Is a virtual audio cable a physical cable?

No. It’s a software driver that creates "fake" audio devices to route sound from one program to another, with no wire at all.

Do I have to pay for the cable?

The basic cable is free (VB-CABLE on Windows, BlackHole on Mac, null-sink on Linux). Only in desktop apps, for cleaner audio return, might you use a 2nd cable — on Windows the extra VB-Audio cable (A+B) is paid, a contribution from ~€5. In meetings held in a browser tab, the app captures the tab audio and you don’t even need the 2nd cable.

Do I need an administrator or IT to install it?

Installing the driver asks for administrator permission on your own computer (the same as installing any program). It doesn’t involve changing anything in your company or getting organization IT approval.

Is it safe to install?

Yes.
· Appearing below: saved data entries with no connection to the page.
PR #7384, opened 2022-05-05
flow: optionally use vlan tracking also for ICMPv4

catenacyber:
Link to [redmine](https://redmine.openinfosecfoundation.org/projects/suricata/issues) ticket:
https://redmine.openinfosecfoundation.org/issues/5330

Describe changes:
- Use configuration value of `vlan.use-for-tracking` also for ICMPv4 flows

That is use util function `CmpVlanIds` as is done in other cases

Replaces #7382 with commit reworded

PR #7859, opened 2022-09-14
flow: optionally use vlan tracking also for ICMPv4

catenacyber:
https://redmine.openinfosecfoundation.org/issues/5330

Describe changes:
- Use configuration value of `vlan.use-for-tracking` also for ICMPv4 flows

That is use util function `CmpVlanIds` as is done in other cases

Replaces #7384 with rebase to get Victor's attention

libhtp-pr: 366

### DIFF
--- a/src/flow-hash.c
+++ b/src/flow-hash.c
@@ -374,28 +374,20 @@ static inline int FlowCompareICMPv4(Flow *f, const Packet *p)
         /* first check the direction of the flow, in other words, the client ->
          * server direction as it's most likely the ICMP error will be a
          * response to the clients traffic */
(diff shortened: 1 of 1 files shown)


victorjulien:
I find the commit message confusing. To me it indicates adding some optional behavior, but it seems that in fact it fixes the vlan behavior not being optional like in the other protocol cases.

So I would suspect some thing like:

```
flow/icmpv4: fix vlan.use-for-tracking

For ICMPv4 error messages the vlan id's were always considered, even if the 'vlan.use-for-tracking' option was
disabled.
```

catenacyber:
> I find the commit message confusing. To me it indicates adding some optional behavior, but it seems that in fact it fixes the vlan behavior not being optional like in the other protocol cases.
> 

I would say it fixes the vlan behavior so that it can be optional (as per the config option)

catenacyber:
Replaced by https://github.com/OISF/suricata/pull/7861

VB-CABLE and BlackHole are well-known, widely used audio drivers. Always download from the developer’s official site.

Does it work on Mac and Linux?

Yes. On Mac use BlackHole; on Linux use a PulseAudio/PipeWire null-sink. The role is the same as VB-CABLE on Windows.

What about on a phone?

Meeting mode (which uses the cable) needs a computer. On a phone you use Listen mode and the rooms, with no cable to install.